United States Monetary Policy

United States

Fed continues with tapering plans as economy emerges from winter slump

At its policy meeting on 29-30 April, the Federal Open Market Committee (FOMC) announced that it would continue winding down its asset purchase program at the pace it first announced in December. The Fed explained that given the, “cumulative progress towards maximum employment and the improvement in the outlook for labor conditions,” it has decided to, “make a further measured reduction in the pace of its asset purchases.” Starting in May, the Fed will conduct purchases of USD 25 billion in long-term Treasury securities and USD 20 billion in mortgage-backed securities per month, down from USD 30 billion and USD 35 billion respectively. This cumulative USD 10 billion reduction equals that which was implemented after each of the previous three meetings. The Fed expects that maintaining a portion of the original purchase program will continue promoting economic recovery. If the winding down of asset purchases continues at the current pace, the program will end in December of this year.

According to the Fed, growth in economic activity picked back up in recent months after having been hampered by harsh weather during the winter. In terms of the labor market, the Fed pointed out that recent indicators were mixed but showed some improvement, although the unemployment rate remains elevated. Moreover, while business fixed investment has edged down and the housing market recovery has slowed, household spending appears to be on the upswing. The Fed considers there to be, “sufficient underlying strength in the broader economy to support ongoing improvement in labor market conditions,” and will continue to monitor economic developments. As in previous meetings, the Fed stated that if there are further improvements in the labor market and if inflation continues to move towards it long-run objective it, “will likely reduce the pace of asset purchase in measured steps at future meetings.” However, the Fed reiterated that asset purchases are not on a “preset course” and its decisions remain contingent upon sustained economic improvements.

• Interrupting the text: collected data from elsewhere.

PR #1453, opened 2025-01-25
esphome: set two platformio env vars to allow esphome to run as non-root

FeatherKing:
ive tested compiling several device types with these settings. It would be a bit more clean if we could override permissions on /piolibs in the container. The platformio builds fail because they cant read that folder. When i set the env var PLATFORMIO_GLOBALLIB_DIR to any other dir, builds work. I assume it doesnt find that local cache in the container and downloads a new copy.

This is working though. I added a new test case for running as root (which also worked). If there is a way to force uid 568 on /piolibs im happy to update the PR.

### DIFF
--- a/ix-dev/community/esphome/app.yaml
+++ b/ix-dev/community/esphome/app.yaml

Meanwhile, in order to support continued progress in the economy, the FOMC announced that the federal funds target rate would remain within the current range of between 0.00% and 0.25%. The Fed maintained the new forward guidance regarding this low target range, which was introduced at the previous meeting. Specifically, future decisions to hike the rate no longer depend on a 6.5% unemployment threshold, but rather on the assessment of a, “wide range of information, including measures of labor market conditions, indicators of inflation pressures and inflation expectations, and readings on financial developments.” Moreover, the Fed indicated that it would likely be appropriate to maintain the current low target range for the federal funds rate for, “a considerable time after the purchase program ends.” The Fed currently anticipates that economic conditions will warrant keeping the rate at low levels, “even after employment and inflation are near mandate-consistent levels.”

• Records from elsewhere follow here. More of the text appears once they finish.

PR #1480, opened 2025-01-28
apps: allow selecting host-ip for ports with new config format

stavros-k:
New apps and new ports on existing apps that added using the new config format, can now select ip to bind that port.
When 25.04 is released, migrations for existing apps/ports will follow. 

Host IP features will also work on 24.10 as well.
For the apps/ports that need migration (that will come later), 25.04 will be **required**

Relates to https://github.com/truenas/apps/issues/787, but not fully completes it yet.


kmoore134 (approved):

FeatherKing:
@stavros-k can we pass the host ip as an env var using this variable?
(related to https://github.com/truenas/apps/discussions/1455)

Issue #1512, opened 2025-01-30
Firefly III uses the same port as Plex by default


TimvanDijkNL:
Firefly III and Plex use the same port by default: 30027

Of course the port can be changed, but I was under the impression that all the catalog apps had unique ports assigned to them ?

stavros-k:
Plex uses 32400 by default.

But yes there are some apps that might have duplicate ports between them.
It will be fixed when I go over all ports while doing #787 

Thanks

PR #1517, opened 2025-01-31
apps: fix default ports

stavros-k:
Changed default ports to ensure unique default ports per app.
Added a basic script to check for duplicates and fail CI if found, which also gives the next 5 free ports

Closes https://github.com/truenas/apps/issues/1512


yocalebo (changes requested):
listdir is painfully slow. scandir is the preferred method

yocalebo (approved):

PR #1551, opened 2025-02-05
discription for Server IP extended

schmieeed:
I tried to get it working over an our and then I found out the mqtt:// prefix is missing


stavros-k (changes requested):
Please only modify files under `ix-dev/` directory.

stavros-k:
See #1563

In terms of price developments, monetary authorities explained that inflation is still, “running below the Committee's longer-run objective,” while adding that long-term inflation expectations have remained stable. The Fed recognized that inflation persistently below its 2.0% target could pose risks to economic growth and it is waiting for evidence that inflation will move back toward this objective over the medium term.

FocusEconomics Consensus Forecast panelists expect the Fed to keep interest rates unchanged in 2014. Next year, the panel sees the federal funds rate averaging 0.73%.